A direct PUT from the proxy server to the storage node in a remote region is not that simple: We’re not going to have access to the internal cluster network from the outside in most cases. So, for the initial implementation, we assume that only local replicas are written on the PUT, and remote region replicas are created by the replication process.
In the default case, the number of replicas is three, and number of regions is one. This case should reproduce the standard Swift configuration and ring balance algorithm.
Get_more_nodes one more time
We propose changes to the get_more_nodes method of the Ring class that will recognize regions when selecting hand-off zones. The algorithm should sort candidates for hand-off zones so that nodes from the region that contained the lost replica are selected first. If no zones in the local region are accessible (e.g., the network connection between regions was cut), the algorithm will return the node that belongs to a zone from one of the foreign regions. The following two schemes describe the algorithm for two corner cases.
The regional proxy server
We propose making the proxy server aware of the region it belongs to. Basically, this should be as simple as adding a region parameter to the
[DEFAULT] section of the proxy server configuration file (
proxy-server.conf), for example:
region = san-jose
This parameter must be used by the proxy server for ring reading operations, and also while selecting nodes for serving GET requests. Our aim is to make the proxy server prefer reading from nodes from local zones (i.e., zones that belong to the same region as the proxy server).
This feature is referred in the SwiftStack article as proxy affinity.
The proxy server should not read from nodes that belong to a foreign region if a local replica is available to reduce the load on inter-region network links.

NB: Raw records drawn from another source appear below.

PR #6044, opened 2026-08-05
fix(ui): restore gateway selection when editing virtual servers

### LINKED ISSUE #6042: [BUG][UI]: Virtual server edit does not show which MCP Servers are selected, so a gateway's tools cannot be removed via the UI
### 🐞 Bug Summary

In the Edit Virtual Server modal, the MCP Servers selector always renders with every checkbox unchecked, whatever gateways the virtual server's tools actually came from. Because of that there's no way to remove one MCP server's worth of tools from a virtual server through the Admin UI.

The selector reads as persistent composition state. It's a checkbox list with Select All and Clear All, and the helper text under it says "Choose an MCP server, then select the tools, resources, and prompts to configure your virtual server." In practice it's a transient filter, and the selection is dropped on submit.

The tool-level selection store from #3168 works well, and it's what let us confirm no data is at risk here. This is a separate path.

---

### 🧩 Affected Component

- [x] `mcpgateway` - API

---

### 🔁 Steps to Reproduce

1. Create a virtual server whose tools come from several registered gateways (ours draws from six).
2. Reopen it via Virtual Servers, then Edit.
3. Look at the MCP Servers list (`#associatedEditGateways`).
4. Every checkbox is unchecked, including the gateways this server demonstrably uses. Searching for a specific one such as `memo-mcp-gw` surfaces the row, still unchecked.

Measured on our instance, on a virtual server with 192 associated tools spanning six gateways:

```js
document.getElementById('associatedEditGateways')  // 51 rendered, 0 checked
```

---

### 🤔 Expected Behavior

Opening Edit shows the MCP Servers contributing to this virtual server already checked. Unchecking one, clicking Refresh from MCPs, and re-selecting tools then removes that server's tools. That's the natural reading of the current UI, and the workflow the helper text describes.

---

### Root cause

The underlying information already exists. `Tool` carries a gateway foreign key, so every associated tool already knows which MCP server it came from.

```python
# mcpgateway/db.py, class Tool
gateway_id: Mapped[Optional[str]] = mapped_column(ForeignKey("gateways.id", ondelete="CASCADE"))
gateway: Mapped["Gateway"] = relationship("Gateway", primaryjoin="Tool.gateway_id == Gateway.id", ...)
```

That key is what powers `GET /tools?gateway_id=...` and the `<gateway-slug>-<tool>` naming, and `Resource` carries one too. The missing piece is the server-to-gateway rollup, which is one hop from relationships that already exist.

```python
{tool.gateway_id for tool in server.tools if tool.gateway_id}
```

No migration or new association table is needed. Verified on `v1.0.5`, and the same code paths are unchanged on `main`.

| Layer | Finding |
|---|---|
| ORM | `Tool.gateway_id` and `Tool.gateway` exist. `Server` has `tools`, `resources`, `prompts` and `a2a_agents`, but no `gateways` rollup (`mcpgateway/db.py`) |
| API out | `GET /servers/{id}` returns `associatedTools`, `associatedToolIds`, `associatedResources`, `associatedPrompts` and `associatedA2aAgents`. There's no `associatedGateways` |
| API in | `ServerCreate` and `ServerUpdate` have no `associated_gateways` field (`mcpgateway/schemas.py`) |
| Route | The server-edit route in `admin.py` never reads `associatedGateways` in any casing. Its docstring lists only `associatedTools`, `associatedResources` and `associatedPrompts` |
| JS | `editServer()` seeds the tools, resources and prompts stores, then for gateways calls only `initGatewaySelect("associatedEditGateways", ...)`, which wires up pills, search and select-all but seeds no checked state (`mcpgateway/admin_ui/servers.js`) |

So the control has nothing to populate itself from, and the `associatedgateways=<id>` values the browser submits are dropped server-side.

A smaller related thing, in the same rendered gateway partial the checkbox `name` is inconsistently cased. It's `associatedGateways` for the `REST/A2A` entry and `associatedgateways` for real gateways.

---

### Why the tool-level path isn't a workaround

We then replace the shuffle operation at step #2 of the GET request handling algorithm (see above) with a procedure that will order nodes in a way that nodes belonging to the local region of the proxy server go first in the list. After such sorting, lists of local-region and foreign-regions nodes are shuffled independently, and then the list of foreign-region nodes is attached to the list of local-region ones.
Some final thoughts on OpenStack Swift replication
Replication between geographically distributed locations works for regions basically just as it does for a single-region cluster. However, this process can generate a huge number of REPLICATE requests between clusters over a WAN connection. This can pose a problem when the connection is relatively slow.
A simple workaround for this issue might be adding a counter to the replicator so partitions are pushed to remote region devices on every Nth replication run. A more sophisticated solution might include dedicated replicator gateways in peer regions.